Figure 8. Pacs1 deletion suppresses abnormal lymphocyte accumulation in models of lymphoproliferation

1. A

   Spleen size and FACS analysis of abnormally expanded B220⁺CD23⁺CD21^+/low FOB cells in Pacs1 ^+/− ; Bcl2^TG and Pacs1 ^−/− ; Bcl2^TG mice.

2. B

   Number of circulating B cells in the blood and FOB cells in the spleen of Pacs1 ^+/− ; Bcl2^TG and Pacs1 ^−/− ; Bcl2^TG mice. Horizontal bars indicate mean value. Two‐tailed Mann–Whitney test, *P < 0.05, **P < 0.01.

3. C

   B cells were purified from the spleens of Pacs1 ^+/− ; Bcl2^TG and Pacs1 ^−/− ; Bcl2^TG mice (CD45.2), labeled with CTFR and CTV proliferation dyes, respectively, and transplanted into unirradiated CD45.1 recipients. Donor B cells were measured in the spleen of recipient mice 7 days after B cell transfer based on CD45.2 expression and proliferation dye fluorescence.

4. D, E

   The fraction of proliferating (D) and recovered (E) donor cells from the experiment in (C).
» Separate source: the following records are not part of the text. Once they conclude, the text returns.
PR #453, opened 2021-02-01
Add argument to ensure B&W diagnostics when checking diagnostics

davidungar:


davidungar:
@swift-ci please test

CodaFi (approved):
If we can find a way to do this through the testing environment I'd be 100% okay with this. But let's not let that stop us.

Symbols represent individual recipient mice, and data are from two independent adoptive transfer experiments. Two‐tailed unpaired t test, **P < 0.01, ***P < 0.001.

5. F

   Fraction of apoptotic B cells in the adoptively transferred B cell populations in the experiment in (C). Symbols represent individual recipient mice and data are from one adoptive transfer experiment. Two‐tailed unpaired t test, ***P < 0.001.

6. G

   Splenocytes from Pacs1 ^+/− ; Bcl2^TG and Pacs1 ^−/− ; Bcl2^TG mice were stained with cell surface antibodies to identify FOB cells and treated with 100 µM H₂O₂ for 35 min. Cells were then labeled with TMRE to monitor MMP. TMRE fluorescence was measured by FACS analysis. Data are presented as mean ± SD of 3–4 replicates, unpaired t test, ns = not significant, ***P < 0.001. Results are from one experiment.

7. H

   Lymph node size and flow cytometry analysis of lymphoproliferative CD3⁺B220⁺ cells in Pacs1 ^+/+ ; Fas^{lpr / lpr} and Pacs1 ^−/− ; Fas^{lpr / lpr} mice.

8. I

   Enumeration of CD3⁺B220⁺ cells in the peripheral blood and lymph nodes of Fas^{lpr / lpr} dependent on Pacs1 expression. Symbols represent individual mice. Horizontal bars indicate median value. Two‐tailed Mann–Whitney test, **P < 0.01.